▶ _TASK PROMPT_
Copy the lines exactly as they appear, starting with the first line of the records and ending with the line that contains "There was a".

╭─ TASK DATA

PR #162, opened 2023-01-09
store LastRemotePool of payload jobs (SOFTWARE-5438)

edquist:
My first whack at this...

get_collector_host() falls back on `condor_config_val COLLECTOR_HOST`, which is mostly borrowed from htcondor_configured()

### DIFF
--- a/condor-ap/condor_meter
+++ b/condor-ap/condor_meter
@@ -782,6 +782,11 @@ def classadToJUR(classad):
             r.Network(val, storageUnit='b', phaseUnit=networkPhaseUnit, metric=attr, description=attr)
     r.Network(total_network, storageUnit='b', phaseUnit=networkPhaseUnit, metric="total")
 
+    if not setIfExists(r.ExecutePool, classad, 'LastRemotePool', "Pool Host"):
+        collector_host = get_collector_host()
+        if collector_host:
+            r.ExecutePool(collector_host, "Pool Host from COLLECTOR_HOST")
+
     # Additional Pegasus attributes
     if 'pegasus_root_wf_uuid' in classad:
         r.AdditionalInfo("PegasusRootWFUUID", classad['pegasus_root_wf_uuid'])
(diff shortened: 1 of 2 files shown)


edquist:
oddly the CI failure is erroring on the `import classad` in the test module

timtheisen:
There was a problem with the HTCondor Python bindings in Pypi. I uploaded a corrected version to Pypi.

condor-ap/condor_meter
```diff
@@ -893,6 +898,49 @@ def htcondor_configured():
...
+            cmd = subprocess.Popen(args, stdout=subprocess.PIPE)
+        else:
+            # args needs to be string when shell=True
+            args = condor_config_binary + ' ' + ' '.join(condor_config_val_args)
+            cmd = subprocess.Popen(args, stdout=subprocess.PIPE, shell=True)
+
+        cmd_stdout = cmd_stdout.strip()
+        if cmd.returncode != 0:
+            DebugPrint(-1, "WARNING: condor_config_val COLLECTOR_HOST "
+                           "returned a non-zero return code. Maybe the schedd "
```
brianhlin:
```suggestion
                           "returned a non-zero return code. Maybe the schedd "
```

I think `condor_config_val` queries the `condor_master` daemon by default

condor-ap/condor_meter
```diff
@@ -893,6 +898,49 @@ def htcondor_configured():
...
+                           "is overloaded.")
+            return False
+        elif 'Not defined' in cmd_stdout:
+            DebugPrint(-1, "WARNING: COLLECTOR_HOST not set in the default "
+                           "condor schedd config. You may need to change or "
```
brianhlin: Same thing about `condor_master`

condor-ap/condor_meter
```diff
@@ -893,6 +898,49 @@ def htcondor_configured():
...
+                           "reload the condor configuration or specify a "
+                           "different CondorScheddName in the Gratia config.")
```
brianhlin:
```suggestion
                           "different CondorScheddName in the Gratia config.")
```

Hrm, I don't see where `CondorScheddName` comes into play here

condor-ap/condor_meter
```diff
@@ -782,6 +782,11 @@ def classadToJUR(classad):
             r.Network(val, storageUnit='b', phaseUnit=networkPhaseUnit, metric=attr, description=attr)
     r.Network(total_network, storageUnit='b', phaseUnit=networkPhaseUnit, metric="total")
 
+    if not setIfExists(r.ExecutePool, classad, 'LastRemotePool', "Pool Host"):
+        collector_host = get_collector_host()
+        if collector_host:
+            r.ExecutePool(collector_host, "Pool Host from COLLECTOR_HOST")
```
brianhlin: Can we do some massaging here to handle

1. Multiple hosts
2. Sinful strings
3. Hosts with ports

I think this field should just be an XML list (as you suggsted) of FQDNS

condor-ap/condor_meter
edquist: ah, good catch

condor-ap/condor_meter
edquist: yeah this text was mostly copied from another function, apparently i only looked closely enough to update the referenced COLLECTOR_HOST attribute name

condor-ap/condor_meter
edquist: Sure thing!

condor-ap/condor_meter
edquist: Updated

condor-ap/condor_meter
edquist: Updated - dropped the reference to the CondorScheddName knob

condor-ap/condor_meter
edquist: Updated

condor-ap/condor_meter
edquist: Ok I believe my latest push should handle all these cases, and include one or more `<ExecutePool>` tags in the XML

edquist:
Ping @brianhlin, @djw8605 - I believe I addressed Brian's comments above and I don't think I was planning to add anything else here.  If we still want this feature the PR still needs a review to sign off on it.

condor-ap/condor_meter
```diff
@@ -893,6 +897,68 @@ def htcondor_configured():
...
+          return None
+        else:
+          condor_config_binary = 'condor_config_val'
+        condor_config_path = os.path.join(path, "bin", condor_config_binary)
+        condor_config_val_args = ['COLLECTOR_HOST']
+
+        if (os.path.exists(condor_config_path) and
+            os.path.isfile(condor_config_path)):
+            args = [condor_config_path] + condor_config_val_args
+            cmd = subprocess.Popen(args, stdout=subprocess.PIPE)
```
djw8605, line 917: Aren't we requiring htcondor python bindings already.  Why not use the python bindings to the the config value?

djw8605 (commented):
Just 1 question.

condor-ap/condor_meter
edquist: That's a fair question - I am just following suit with the other parts of the probe that use the CLI tools.

djw8605: I vote using the python API.

brianhlin: @djw8605 I agree but I'd prefer that we address that in a separate PR

djw8605: It can be iterative.  Use python API for this call now.  And a separate PR to fix everywhere else...

brianhlin: Ya, I'd rather get this in. We'll tackle the CLI vs python bindings usage afterwards

brianhlin (approved):
LGTM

╰─

▶ _TASK RESULT_
PR #162, opened 2023-01-09
store LastRemotePool of payload jobs (SOFTWARE-5438)

edquist:
My first whack at this...

get_collector_host() falls back on `condor_config_val COLLECTOR_HOST`, which is mostly borrowed from htcondor_configured()

### DIFF
--- a/condor-ap/condor_meter
+++ b/condor-ap/condor_meter
@@ -782,6 +782,11 @@ def classadToJUR(classad):
             r.Network(val, storageUnit='b', phaseUnit=networkPhaseUnit, metric=attr, description=attr)
     r.Network(total_network, storageUnit='b', phaseUnit=networkPhaseUnit, metric="total")
 
+    if not setIfExists(r.ExecutePool, classad, 'LastRemotePool', "Pool Host"):
+        collector_host = get_collector_host()
+        if collector_host:
+            r.ExecutePool(collector_host, "Pool Host from COLLECTOR_HOST")
+
     # Additional Pegasus attributes
     if 'pegasus_root_wf_uuid' in classad:
         r.AdditionalInfo("PegasusRootWFUUID", classad['pegasus_root_wf_uuid'])
(diff shortened: 1 of 2 files shown)


edquist:
oddly the CI failure is erroring on the `import classad` in the test module

timtheisen:
There was a problem with the HTCondor Python bindings in Pypi. I uploaded a corrected version to Pypi.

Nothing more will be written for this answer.